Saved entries

PR #2, opened 2020-01-15
Atheurer patch 1

atheurer:
Initial rickshaw script with just the overall layout.  This does not actually run a workload yet.  The 'local' endpoint exists, but does not do anything.  Cmdline param verification works.

### DIFF
--- a/README.md
+++ b/README.md
@@ -1,5 +1,5 @@
 # rickshaw
-Rickshaw will run a benhcmark for you.  It "takes" your benchmark wherever you need it to go, as long as there is an implementation for your particular endpoint (a host, cloud, container-runtime, etc).  These endpoints are in ./endpoints, and as of this version, only the 'local' endpoint exists.  
+Rickshaw will run a benchmark for you.  It "takes" your benchmark wherever you need it to go, as long as there is an implementation for your particular endpoint (a host, cloud, container-runtime, etc).  These endpoints are in ./endpoints, and as of this version, only the 'local' endpoint exists.
 
 ### Input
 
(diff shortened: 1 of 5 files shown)


rickshaw
```diff
@@ -0,0 +1,212 @@
...
+}
+# Confirm we have required params
+defined $bench_config_ref || die "[ERROR]You must use --bench-config=/path/to/benchmark-config.json\n";
+defined $params_ref || die "[ERROR]Your must use --bench-params=/path/to/benchmark-params.json\n";
+
+-e $base_dir || mkdir($base_dir);
+
+# If there are no endpoints, assume 1 endpoint using the 'local' extension
+if (scalar @endpoints == 0) {
+    if (exists $bench_config{'client'} and exists $bench_config{'server'}) {
```
k-rister: This might be a stupid question, but would you ever use a server without a client?

rickshaw
```diff
@@ -0,0 +1,212 @@
...
+
+print "\nEndpoints that will be used:\n";
+foreach my $endpoint (@endpoints) {
+    printf "%s\n", $endpoint;
+}
+$run{'endpoints'} = \@endpoints;
+
+
+printf "\nendpoint output:\n";
+# Deploy the endpoints so they are ready to run benchmark and tools
```
k-rister: So is endpoint deployment where packages would get installed, containers/vms launched, etc.?

README.md
```diff
@@ -32,6 +31,17 @@ Rickshaw needs the following:
     - RS_EMAIL Environment variable or --email option with user's email address "my-email@email.domain"
     - RS_TAGS Environment variable or --tags containing a comma-separated list of words that are relevant to the run
     - RS_DESC Environment variable or --desc containing a free form description of the purpose, conditions, or any other relevant information about this test.
+
+Other, optional paramers include:
```
k-rister: What about the mode of running different iterations and/or samples on different nodes?

rickshaw
```diff
@@ -0,0 +1,212 @@
...
+        for (my $iid = 0; $iid < scalar @params; $iid++) {
+            my %test = ('iter_id' => $iid, 'samp_id' => $sid);
+            push(@tests, \%test);
+        }
+    }
+}
+
+# Cycle through the list of tests using roadblock to kick them off
+my @iterations;
+printf "\nRequesting endpoints to start tools\n";
```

## [Required work]
Copy every line above that holds the word "version".

## [Result of this exercise]
-Rickshaw will run a benhcmark for you.  It "takes" your benchmark wherever you need it to go, as long as there is an implementation for your particular endpoint (a host, cloud, container-runtime, etc).  These endpoints are in ./endpoints, and as of this version, only the 'local' endpoint exists.  
+Rickshaw will run a benchmark for you.  It "takes" your benchmark wherever you need it to go, as long as there is an implementation for your particular endpoint (a host, cloud, container-runtime, etc).  These endpoints are in ./endpoints, and as of this version, only the 'local' endpoint exists.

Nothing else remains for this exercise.